┏━━

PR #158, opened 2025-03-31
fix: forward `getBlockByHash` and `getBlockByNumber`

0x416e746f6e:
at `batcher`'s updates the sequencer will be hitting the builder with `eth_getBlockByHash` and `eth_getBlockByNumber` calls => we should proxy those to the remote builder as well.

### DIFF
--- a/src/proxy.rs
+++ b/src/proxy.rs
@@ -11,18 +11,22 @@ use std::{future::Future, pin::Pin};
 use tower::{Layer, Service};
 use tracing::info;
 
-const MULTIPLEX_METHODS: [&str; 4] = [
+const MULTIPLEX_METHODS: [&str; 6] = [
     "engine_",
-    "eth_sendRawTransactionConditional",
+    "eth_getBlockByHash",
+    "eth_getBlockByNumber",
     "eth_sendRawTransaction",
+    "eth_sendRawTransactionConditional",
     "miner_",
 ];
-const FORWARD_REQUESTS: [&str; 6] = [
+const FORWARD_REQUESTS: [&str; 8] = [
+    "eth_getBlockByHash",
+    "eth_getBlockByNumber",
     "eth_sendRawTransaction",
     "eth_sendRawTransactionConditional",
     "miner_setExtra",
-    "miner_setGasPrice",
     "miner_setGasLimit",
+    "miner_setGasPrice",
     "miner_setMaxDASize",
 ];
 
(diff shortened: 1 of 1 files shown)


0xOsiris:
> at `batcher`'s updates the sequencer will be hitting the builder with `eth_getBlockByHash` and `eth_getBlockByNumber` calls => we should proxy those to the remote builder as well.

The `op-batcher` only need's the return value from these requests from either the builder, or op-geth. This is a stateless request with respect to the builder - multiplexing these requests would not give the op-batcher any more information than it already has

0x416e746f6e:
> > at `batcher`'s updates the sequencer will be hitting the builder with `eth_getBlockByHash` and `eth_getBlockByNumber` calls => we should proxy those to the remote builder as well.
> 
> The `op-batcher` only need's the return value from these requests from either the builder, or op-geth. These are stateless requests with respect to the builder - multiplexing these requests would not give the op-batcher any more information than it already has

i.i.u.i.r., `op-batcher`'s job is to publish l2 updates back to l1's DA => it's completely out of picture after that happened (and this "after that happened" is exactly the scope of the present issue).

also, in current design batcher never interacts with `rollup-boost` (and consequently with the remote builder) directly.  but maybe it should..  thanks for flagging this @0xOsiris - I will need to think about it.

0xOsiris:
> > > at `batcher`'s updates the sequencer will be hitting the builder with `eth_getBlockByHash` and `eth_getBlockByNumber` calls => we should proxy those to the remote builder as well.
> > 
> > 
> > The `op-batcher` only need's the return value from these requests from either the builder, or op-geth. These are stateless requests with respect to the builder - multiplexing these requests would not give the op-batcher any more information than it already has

┗━━
┏━━

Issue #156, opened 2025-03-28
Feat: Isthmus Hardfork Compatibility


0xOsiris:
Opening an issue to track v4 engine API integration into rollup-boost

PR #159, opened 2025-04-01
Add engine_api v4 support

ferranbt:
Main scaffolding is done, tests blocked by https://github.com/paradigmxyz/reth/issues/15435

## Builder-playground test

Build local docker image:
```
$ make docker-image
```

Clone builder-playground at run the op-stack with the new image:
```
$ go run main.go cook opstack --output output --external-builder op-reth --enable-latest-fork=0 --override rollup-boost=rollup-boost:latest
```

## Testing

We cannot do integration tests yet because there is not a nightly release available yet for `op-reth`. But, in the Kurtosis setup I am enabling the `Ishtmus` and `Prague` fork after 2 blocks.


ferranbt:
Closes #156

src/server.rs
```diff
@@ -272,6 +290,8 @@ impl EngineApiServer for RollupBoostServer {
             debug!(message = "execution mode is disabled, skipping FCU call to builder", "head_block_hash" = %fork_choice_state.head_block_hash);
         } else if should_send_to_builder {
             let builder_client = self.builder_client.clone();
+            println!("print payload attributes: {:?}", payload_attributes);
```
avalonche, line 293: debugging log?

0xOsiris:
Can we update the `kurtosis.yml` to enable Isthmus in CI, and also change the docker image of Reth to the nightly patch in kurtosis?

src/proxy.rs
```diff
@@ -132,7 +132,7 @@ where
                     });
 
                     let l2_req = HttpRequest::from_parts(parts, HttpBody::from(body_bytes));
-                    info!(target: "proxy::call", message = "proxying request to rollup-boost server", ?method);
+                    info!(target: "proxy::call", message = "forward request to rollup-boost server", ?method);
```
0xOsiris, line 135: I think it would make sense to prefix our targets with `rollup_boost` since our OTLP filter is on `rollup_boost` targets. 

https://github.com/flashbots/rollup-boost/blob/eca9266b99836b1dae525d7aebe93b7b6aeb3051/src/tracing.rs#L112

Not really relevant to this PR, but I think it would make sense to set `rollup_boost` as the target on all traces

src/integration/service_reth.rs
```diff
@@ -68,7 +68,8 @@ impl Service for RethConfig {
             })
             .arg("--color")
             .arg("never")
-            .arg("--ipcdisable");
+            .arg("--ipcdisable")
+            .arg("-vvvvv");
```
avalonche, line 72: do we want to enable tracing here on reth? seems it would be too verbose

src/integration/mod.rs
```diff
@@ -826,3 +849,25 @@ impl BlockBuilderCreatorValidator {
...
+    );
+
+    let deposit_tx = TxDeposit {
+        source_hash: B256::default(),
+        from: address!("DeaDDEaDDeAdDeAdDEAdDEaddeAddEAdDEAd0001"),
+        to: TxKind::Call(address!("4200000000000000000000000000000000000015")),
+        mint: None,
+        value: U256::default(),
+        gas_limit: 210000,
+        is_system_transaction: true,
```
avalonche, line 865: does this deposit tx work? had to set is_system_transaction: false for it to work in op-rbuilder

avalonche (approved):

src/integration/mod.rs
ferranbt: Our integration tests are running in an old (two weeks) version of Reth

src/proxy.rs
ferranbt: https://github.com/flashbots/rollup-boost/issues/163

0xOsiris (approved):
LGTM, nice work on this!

┗━━

(Your assignment): Where does the word "from" appear in the records? Copy every line that holds it.

(Answer below):
The `op-batcher` only need's the return value from these requests from either the builder, or op-geth. This is a stateless request with respect to the builder - multiplexing these requests would not give the op-batcher any more information than it already has
> The `op-batcher` only need's the return value from these requests from either the builder, or op-geth. These are stateless requests with respect to the builder - multiplexing these requests would not give the op-batcher any more information than it already has
> > The `op-batcher` only need's the return value from these requests from either the builder, or op-geth. These are stateless requests with respect to the builder - multiplexing these requests would not give the op-batcher any more information than it already has
                     let l2_req = HttpRequest::from_parts(parts, HttpBody::from(body_bytes));
+        from: address!("DeaDDEaDDeAdDeAdDEAdDEaddeAddEAdDEAd0001"),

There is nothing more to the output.